Friday, August 28, 2015

Too Close To Home

As most of you know, a freshman at Rebecca's school took his own life this week. I didn't know this boy. My girls didn't know him. He was younger than Becca and older than Haley. Still, his death has impacted us. Why? Because it's too close to home. Not only in a geographical sense but in a life stage sense. When I heard the news, I automatically wept for his mother. I just cannot wrap my head around losing my child. Especially when it didn't have to happen.

There is a lot of talk about bullying. This boy had been bullied for years. There are programs in our schools designed to protect kids from bullying. Obviously, it's not enough. My girls know who the bullies at GKHS and GKMS are. I guarantee you, if you have kids in school, your kids know who the bullies in their schools are too. So, why is nothing done? There are two things that the girls and I have been talking about--1) A victim (or witness) who reports bullying, will be bullied even more. They will be targeted. And 2) The bullies often get a slap in the wrist and nothing more. So, why tell?

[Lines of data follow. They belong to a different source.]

PR #445, opened 2019-12-10
Added Operational Device Credentials for Testing Purposes.

emargolis:
Added Test CA credentials.

These credentials will be used to generate test operational certificate by the Mock CA service.


src/test-apps/Certs.cpp
```diff
@@ -475,6 +476,658 @@ uint8_t TestDevice10_PrivateKey[] =
 uint16_t TestDevice10_PrivateKeyLength = sizeof(TestDevice10_PrivateKey);
 
 
+// Operational credentials: node Id, self-signed certificate, service-assigned certificate and private key for Test Device 1
```
jaylogue: Why do we need per-formed operational credentials?  Isn't that counter to the whole idea?

emargolis: I was thinking to use these pre-formed operational credentials in some unit level testing. But I think you are making valid point and we can always generate operational credentials as we need them. I'll update this PR and leave only Test CA credentials.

I was bullied all through middle and high school. I believe there are many different forms of bullying. It doesn't always have to be physical or even verbal, I was mostly just ignored with some occasional verbal abuse. I cannot tell you how much it would have meant to me for someone to smile at me or say hi. Or invite me to their group during group projects (other than just to get me to do the whole thing!). I had a few good friends, but most of the other kids never gave me the time of day.  I was horribly shy and I know now that may have come off as being mean or not wanting people to talk to me. I made it through but I wouldn't go back to high school for all the money in the world.

I don't want you to feel sorry for me. I want you to think. Think about that person eating lunch by him/herself. Think about that mom at the soccer game sitting by herself. Think about your kids. How do they treat others.

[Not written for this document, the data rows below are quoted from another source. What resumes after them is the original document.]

Issue #491, opened 2023-04-20
DataType BIT for mysql is missing


x14119641:
#### I found this bug using Python (Polars) and the latest connectorx to connect to MariaDB.

I would appreciate if someone can add it. 
I tried by myself but I encountered loads of problems to run this project with rust in windows.

The DataType is: **MYSQL_TYPE_BIT** 

#### What is the error?

```
pyo3_runtime.PanicException: not implemented: MYSQL_TYPE_BIT
```

**Thanks in advance!!**

MidasLamb:
I'm also encountering this issue. I'm trying to make a PR to fix this but some of the main parts are macro's, which make it quite difficult to figure out what has to be done. If someone could give a high level overview, that would be an immense help

x14119641:
You have some info [here](https://github.com/sfu-db/connector-x/blob/main/CONTRIBUTING.md) but most of the links are broken. I rembember to find an example when I opened this issue, similar [to this one](https://github.com/sfu-db/connector-x/tree/main/connectorx/src/sources) but i belive more things are need to be changed in order to make it work.

I might give another try to fix this during the weekend, my problem are incompatibilities with different versions when i try to load the project using "cargo" and "just".

MidasLamb:
I think I have something working, but it maps it to a `Vec<u8>`, since you can define i.e. `BIT(64)` .
If you use a `BIT(1)` for a boolean value, that might be annoying to work around, but I don't think I can make it be a boolean for `BIT(1)` and an array for all the other values.

dawsongzhao0523:
I have also encountered the same issue. What is the current progress of it?

surister:
It'd be helpful to provide a piece of code to reproduce the error

Issue #359, opened 2022-09-22
PanicException: not implemented: MYSQL_TYPE_BIT


Yanhuanjin:
#### What language are you using?

**Python**

#### What version are you using?

0.3.0

#### What database are you using?

MySQL

#### What dataframe are you using?

Pandas

#### Can you describe your bug?

When the queried database field was bit, an error was reported.

##### Example query / code
I create a table and the data looks like bellow.
![image](https://user-images.githubusercontent.com/25056602/191644869-0b479046-22e3-4de3-88fb-49ee9c9b20eb.png)
![image](https://user-images.githubusercontent.com/25056602/191644886-2129fbcc-506b-4255-8c5c-002a8acc6cad.png)

When I queried this table, error occuried.
```
df = cx.read_sql(conn, "SELECT * FROM test;")
```

#### What is the error?

PanicException                            Traceback (most recent call last)
<ipython-input-46-55e1bdb14253> in <module>
----> 1 df = cx.read_sql(conn, sql_list)

C:\ProgramData\Anaconda3\lib\site-packages\connectorx\__init__.py in read_sql(conn, query, return_type, protocol, partition_on, partition_range, partition_num, index_col)
    222             raise ValueError("You need to install pandas first")
    223 
--> 224         result = _read_sql(
    225             conn,
    226             "pandas",

PanicException: not implemented: MYSQL_TYPE_BIT

wangxiaoying:
BIT type is not supported in mysql yet: https://sfu-db.github.io/connector-x/databases/mysql.html

florianlaws:
I would also appreciate this being suported.

PR #661, opened 2024-07-06
read mysql bit type as i64

Cabbagec:
Currently, mysql column type `MYSQL_TYPE_BIT` is not supported, panicking the process if present in the table. And this issue is also stated in #359 and #491 .

I think it's appropriate to convert the bit type as longlong i64. According to the [mysql doc](https://dev.mysql.com/doc/refman/8.4/en/bit-type.html) page, bit type columns can store `M`-bit values, with `M` ranging from 1 to 64.

### DIFF
--- a/connectorx-python/connectorx/tests/test_mysql.py
+++ b/connectorx-python/connectorx/tests/test_mysql.py
@@ -337,6 +337,9 @@ def test_mysql_types_binary(mysql_url: str) -> None:
             "test_mediumtext": pd.Series(
                 [None, b"", b"medium text!!!!"], dtype="object"
             ),
+            "test_bit": pd.Series(
+                [b'\x17', b'\x18', None]
+            ),
         },
     )
     assert_frame_equal(df, expected, check_names=True)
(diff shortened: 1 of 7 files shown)


wangxiaoying:
Thanks @Cabbagec for the PR! Since it's a new type, can you also add it to our unit test? You can add a new column and insert some values in the mysql table defined [here](https://github.com/sfu-db/connector-x/blob/main/scripts/mysql.sql#L33), and modify the unit corresponding tests [here](https://github.com/sfu-db/connector-x/blob/main/connectorx-python/connectorx/tests/test_mysql.py).

Cabbagec:
> Thanks @Cabbagec for the PR! Since it's a new type, can you also add it to our unit test? You can add a new column and insert some values in the mysql table defined [here](https://github.com/sfu-db/connector-x/blob/main/scripts/mysql.sql#L33), and modify the unit corresponding tests [here](https://github.com/sfu-db/connector-x/blob/main/connectorx-python/connectorx/tests/test_mysql.py).

Sure, will do later.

Is your child being bullied? If so, teach them to stand up for themselves. Teach them to tell enough adults so that they are protected and something is done about it. If you know about it, you need to get loud. Go to the school. Go to the other kid's house. Pull your kid out of school if you have to. You must protect your child. I am so tired of hearing "that's how kids are" or "they're just teasing" or whatever other excuse people can come up with. As adults, we are responsible for raising mature, respectable adults. We are also responsible for teaching consequences. Stop sweeping it under the rug. Make noise until the bullies are punished and the behavior is stopped.

Is your child a bystander? Maybe your kid is not being bullied but they know someone who is. They are afraid to say anything because they do not want to become the target. I get it. But, it's time to teach our kids to step up and step in even when it's hard. Teach your kids that if they witness bullying and they do nothing, they are just as guilty as the bully. Teach your kids to stand up for those who cannot stand up for themselves.

Is your child the bully? Nobody wants to think that their kid could be a bully. But, bullies are somebody's kid too. Are you being honest with yourself? How does your kid talk about other people? Are you really monitoring their social media? Are they the kids starting fake accounts calling other kids gay? Be honest with yourself. Could your kid be a bully? What are you going to do about it?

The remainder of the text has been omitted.